A harsh, humorless laugh escaped Silja’s lips. — Pain? It’s a program that wants to delete the universe. Pain is an irrelevant variable.
— You don’t know that! — Orina scrambled to her feet, her small frame vibrating with a sudden, furious energy. — You just assume the worst of everything, of everyone! You think everything is a broken machine.
— Because it is! — Silja shot back, pushing herself off the wall. She took a step toward Orina, her pale gray eyes like chips of ice in the gloom. — I told you from the beginning. Systems don’t get fixed. They just break in new, more spectacular ways. We are living in the spectacular part.
The ideological conflict that had been simmering beneath the surface of their partnership finally erupted. It was the core of their bond and the crack that threatened to shatter it.
— So we just give up? Let Corbin have it?
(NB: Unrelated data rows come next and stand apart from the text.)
PR #324, opened 2026-06-21
Per-model cost attribution in footer + /cost

egonSchiele:
## What

Surface **which models** a turn actually used, with per-model cost attribution.

The REPL footer showed the model name from a single `lastModel` scalar that `updateTokenStats` overwrote on *every* LLM call. Because the coordinator makes a final wrap-up call after a subagent returns, the last writer almost always won — so the footer showed the coordinator's model and quietly hid that a turn delegated to, say, the oracle on `opus-4.8`. The cost was already accumulated correctly (#323); only the *attribution* was lost.

## Changes

- **Data layer** — `__tokenStats.models[model]` now accumulates `inputTokens` / `outputTokens` / `cost` on every LLM call in `updateTokenStats`. Tool/subagent branches pointer-share `__tokenStats` (via `shareGlobals`), so their spend lands here automatically — no branch roll-up wiring needed. Plain JSON, so it survives checkpoint/restore.
- **Footer (Option A)** — lists the distinct models that did work *this turn*, ordered by spend descending (`… · opus-4.8, gpt-5-mini`). A single-model turn reads exactly as before. Computed by diffing a before/after per-model snapshot (`modelsUsedThisTurn`).
- **`/cost`** — gains a per-model breakdown:
  ```
  Cost:   $0.0410
  Tokens: 1340

  By model:
    opus-4.8     ↑800 ↓200  $0.0300
    gpt-5-mini   ↑400 ↓140  $0.0110
  ```
  backed by a new `getModelCosts()` builtin in `std::thread` (process-wide totals, sorted by cost descending).
- **Removed** the now-redundant `lastModel` scalar (it had two sources of truth and only the footer read it).

## DX decisions

- Footer shows **names only** by default; the full per-model breakdown is on demand via `/cost`.
- Multiple models in the footer are ordered **by spend descending** so the pricey one catches the eye.

## Tests

- `lib/stdlib/cli.test.ts` — `modelsUsedThisTurn`: empty turn, single model, multi-model sort by spend, delta-not-cumulative ordering, excludes a model used only in a prior turn, cost-tie tie-break by name.
- `lib/runtime/utils.test.ts` — `updateTokenStats` per-model: new model, repeated accumulation, multiple models tracked separately, no entry without a model name, backfill for token-stats restored from older checkpoints.
- `tests/agency/model-cost-breakdown.agency` — end-to-end: the breakdown is keyed by the provider's model name, groups by model, and **aggregates tool-branch spend** into the per-model totals (matches `getTokens()`).

All unit + new Agency tests pass; structural linter clean; existing `subagent-cost-propagation` Agency test still passes.

### DIFF
--- a/packages/agency-lang/lib/agents/agency-agent/agent.agency
+++ b/packages/agency-lang/lib/agents/agency-agent/agent.agency
@@ -15,7 +15,7 @@ import { exists } from "std::shell"
 import { commandsDir, expandSlash } from "std::skills"
 import { highlight } from "std::syntax"
 import { cwd, env, isTTY, readStdin, setTitle } from "std::system"
-import { getCost, getTokens, getModelCosts, systemMessage } from "std::thread"
+import { getCost, getModelCosts, systemMessage } from "std::thread"
 import { chooseOption, ChoiceItem } from "std::ui"
 
 import { figs, title } from "./images/images.agency"
@@ -232,12 +232,22 @@ def _runTurn(msg: string): boolean {
     return true
   }
   if (trimmed == "/cost") {
-    pushMessage("Cost:   $${getCost().toFixed(4)}")
-    pushMessage("Tokens: ${getTokens()}")
-    // Per-model breakdown so a turn that delegated to a subagent on a
-    // pricier model (e.g. the oracle on opus-4.8) shows where the spend
-    // went. Sorted by cost descending by getModelCosts().
+    // Derive BOTH the header total and the per-model breakdown from the
+    // same process-wide accumulator (getModelCosts), so the `Cost:` /
+    // `Tokens:` lines and the rows below them can never visibly disagree.
+    // (getCost()/getTokens() read the per-branch accumulator, a different
+    // scope — adjacent in the output, they could in principle diverge.)
+    // Rows are sorted by cost descending by getModelCosts(); a subagent
+    // on a pricier model (e.g. the oracle on opus-4.8) shows up here.
     const byModel = getModelCosts()
+    let totalCost = 0.0
+    let totalTokens = 0
+    for (m in byModel) {
+      totalCost = totalCost + m.cost
+      totalTokens = totalTokens + m.inputTokens + m.outputTokens
+    }
+    pushMessage("Cost:   $${totalCost.toFixed(4)}")
+    pushMessage("Tokens: ${totalTokens}")
     if (byModel.length > 0) {
       pushMessage("")
       pushMessage("By model:")
--- a/packages/agency-lang/lib/agents/agency-agent/agent.agency
+++ b/packages/agency-lang/lib/agents/agency-agent/agent.agency
@@ -15,7 +15,7 @@ import { exists } from "std::shell"
 import { commandsDir, expandSlash } from "std::skills"
 import { highlight } from "std::syntax"
 import { cwd, env, isTTY, readStdin, setTitle } from "std::system"
-import { getCost, getTokens, systemMessage } from "std::thread"
+import { getCost, getTokens, getModelCosts, systemMessage } from "std::thread"
 import { chooseOption, ChoiceItem } from "std::ui"
 
 import { figs, title } from "./images/images.agency"
@@ -234,6 +234,17 @@ def _runTurn(msg: string): boolean {
   if (trimmed == "/cost") {
     pushMessage("Cost:   $${getCost().toFixed(4)}")
     pushMessage("Tokens: ${getTokens()}")
+    // Per-model breakdown so a turn that delegated to a subagent on a
+    // pricier model (e.g. the oracle on opus-4.8) shows where the spend
+    // went. Sorted by cost descending by getModelCosts().
+    const byModel = getModelCosts()
+    if (byModel.length > 0) {
+      pushMessage("")
+      pushMessage("By model:")
+      for (m in byModel) {
+        pushMessage("  ${m.model}  ↑${m.inputTokens} ↓${m.outputTokens}  $${m.cost.toFixed(4)}")
+      }
+    }
     return true
   }
   // Hand the message to the agent. `agentReply` does the slash-command
--- a/packages/agency-lang/lib/stdlib/cli.ts
+++ b/packages/agency-lang/lib/stdlib/cli.ts
@@ -480,42 +480,71 @@ type TurnStats = {
   elapsedMs: number;
   inputTokens: number;
   outputTokens: number;
-  model: string;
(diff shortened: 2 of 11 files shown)


packages/agency-lang/lib/agents/agency-agent/agent.agency
```diff
@@ -234,6 +234,17 @@ def _runTurn(msg: string): boolean {
   if (trimmed == "/cost") {
     pushMessage("Cost:   $${getCost().toFixed(4)}")
     pushMessage("Tokens: ${getTokens()}")
+    // Per-model breakdown so a turn that delegated to a subagent on a
+    // pricier model (e.g. the oracle on opus-4.8) shows where the spend
+    // went. Sorted by cost descending by getModelCosts().
+    const byModel = getModelCosts()
```
egonSchiele, line 242: **Scope mismatch worth confirming.** The header above reads `getCost()`/`getTokens()` (both *per-branch*), while this breakdown reads `getModelCosts()` (*process-wide*). The agency test confirms they reconcile in the single-branch + tool case, but if a turn delegates to a subagent on a different model, the per-model rows could sum to more than the `Tokens:` line shows (depending on whether token roll-up to the main branch matches cost roll-up). They sit adjacent in the output, so a visible disagreement would be confusing. Can you confirm the totals can't diverge? If they can, consider sourcing the `Cost:`/`Tokens:` header from the same process-wide accumulator for internal consistency.

packages/agency-lang/lib/stdlib/cli.ts
```diff
@@ -480,42 +480,71 @@ type TurnStats = {
...
+
+/** Distinct models whose token count grew between two snapshots, ordered
+ *  by cost spent during the turn (descending), name as tiebreak. This is
+ *  what the footer lists after the per-turn token/time stats. */
+function modelsUsedThisTurn(before: TokenSnapshot, after: TokenSnapshot): string[] {
+  const used: { name: string; cost: number }[] = [];
+  for (const [name, a] of Object.entries(after.models)) {
+    const b = before.models[name];
+    const tokenDelta = a.tokens - (b?.tokens ?? 0);
+    if (tokenDelta > 0) used.push({ name, cost: a.cost - (b?.cost ?? 0) });
```
egonSchiele: Detection uses `tokenDelta > 0` but ordering (below) uses the *cost* delta. A model with positive cost but zero token delta would be silently dropped. Can't happen with current providers (every call adds tokens), so this is only a latent edge case — maybe worth a one-line comment noting the assumption.

packages/agency-lang/lib/stdlib/thread.ts
```diff
@@ -100,6 +100,40 @@ export async function _getTokens(): Promise<number> {
...
+/**
+ * Per-model usage breakdown from the global `__tokenStats.models`
+ * accumulator (populated by `updateTokenStats` on every LLM call,
+ * including subagent/tool branches that pointer-share it). Returned
+ * sorted by cost descending so callers can show the priciest model
+ * first. Unlike `_getCost`/`_getTokens`, this reads the process-wide
+ * total (not the per-branch accumulator), which is the right scope for
+ * a `/cost` summary that attributes spend across every model used.
+ */
+export async function _getModelCosts(): Promise<ModelCost[]> {
```
egonSchiele, line 115: Minor duplication: the "read `__tokenStats.models`, narrow each field with `typeof`, sort by cost-desc then name" logic lives here and again in `readTokenSnapshot` (cli.ts). Not blocking, but a shared helper would keep the defensive narrowing + sort in one place.

packages/agency-lang/lib/stdlib/cli.ts
```diff
@@ -562,7 +591,7 @@ async function printFooter(
   // model is appended only when known.
   if (turn) {
     let stats = `↑${fmtTokens(turn.inputTokens)} ↓${fmtTokens(turn.outputTokens)} ${fmtElapsed(turn.elapsedMs)}`;
-    if (turn.model.length > 0) stats += ` · ${turn.model}`;
+    if (turn.models.length > 0) stats += ` · ${turn.models.join(", ")}`;
```
egonSchiele: Nit: `turn.models.join(", ")` is unbounded — a turn touching many models could produce a long footer line. Typically 1–2 models so this is fine; just noting it isn't capped.

egonSchiele (commented):
Solid, well-scoped fix for a real attribution bug, and the test coverage is excellent — unit tests at both layers plus an e2e agency test that pins the subtle delta-vs-cumulative and tool-branch-aggregation cases.

Verified locally: `lastModel` is fully removed (no lingering readers), the deterministic test client tags calls as `"deterministic"` (matches the agency test expectations), and the builtin is wired through `thread.agency` → `_getModelCosts`.

A few small things below — only the first is worth confirming before merge; the rest are optional polish.

packages/agency-lang/lib/agents/agency-agent/agent.agency
egonSchiele: Good catch — rather than confirm they reconcile, I made it impossible for them to disagree: `/cost` now sums the same process-wide `getModelCosts()` breakdown for its `Cost:`/`Tokens:` header, so header == sum-of-rows by construction. (Dropped the per-branch `getTokens()` read here; `getCost()` stays for the footer status at line 494.) Fixed in 13905f6f500d36204a0416c232e329c695a15d12.

packages/agency-lang/lib/stdlib/cli.ts
egonSchiele: Done — detection now triggers on `tokenDelta > 0 || costDelta > 0`, with a comment noting that current providers always add tokens so the cost check is just belt-and-suspenders. Added a unit test for the cost-grew-but-tokens-didn't case. 13905f6f500d36204a0416c232e329c695a15d12

packages/agency-lang/lib/stdlib/thread.ts
egonSchiele: Extracted into `normalizeModelUsage` in `runtime/utils.ts` (defensive narrowing + cost-desc/name sort in one place); both `_getModelCosts` and `readTokenSnapshot` now call it. 13905f6f500d36204a0416c232e329c695a15d12

packages/agency-lang/lib/stdlib/cli.ts
egonSchiele: Capped — new `fmtModels` shows the top 3 (by spend, since the list is already cost-sorted) and collapses the rest to `+N more`; full breakdown stays available via `/cost`. Tested. 13905f6f500d36204a0416c232e329c695a15d12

Let it overwrite everything because it’s easier than having hope? — Orina’s voice cracked on the last word.
— Hope is a bad strategy, — Silja said, her tone dropping to a low, dangerous calm. — Assuming the worst, planning for it, is what’s kept me alive this long. You don’t reason with a tidal wave. You don’t negotiate with a system crash. You survive it. Or you don’t.
Jago watched them from his spot on the floor, his face impassive. He had stopped checking his datapad. He was a student of systems, too, but his were systems of survival, of shifting loyalties and calculated risks. He saw two leaders tearing their own command structure apart. He saw a team whose core principle—a fragile trust between two opposing worldviews—was failing a stress test. He saw a losing bet.
His gaze drifted from their angry, pale faces to the deeper darkness at the end of the tunnel. An opportunity. A risk. A calculation.
The argument faltered, not resolved, but simply exhausted. The raw emotion left a vacuum in its wake, a silence heavier than before. Orina turned away, wrapping her arms around herself. Silja stared into the darkness, her jaw tight, her own words tasting like ash in her mouth.
In that quiet moment of shared misery, Jago moved.
He did not run. He did not make a sound. He simply rose, a shadow detaching itself from other shadows, and melted back into the pitch-blackness of the tunnel from which they had come. His soft-soled boots, a scavenger’s most valuable tool, made no noise on the grime-slicked floor.
There was only a single, almost imperceptible noise. A tiny scrape of metal on concrete as the buckle on his belt brushed against the curving wall.
Silja’s head snapped around, her senses screaming that something had changed. The space felt emptier.
— Jago?
Silence.
She took a step into the darkness, her hand reaching for a weapon she didn’t have. The weak green light did not penetrate this far. There was nothing. He was gone.
The realization dawned on them both, cold and absolute. The untrustworthy ally they had been forced to accept was gone. He had seen their weakness, their division, and he had slipped away. The betrayal was not a bang, but a quiet, insidious disappearance. They were alone, fractured, and exposed.
A single drop of water fell from a rusted pipe, striking a shallow pool with a sound like a ticking clock. The cold air carried the faint, metallic scent of a world slowly rusting away.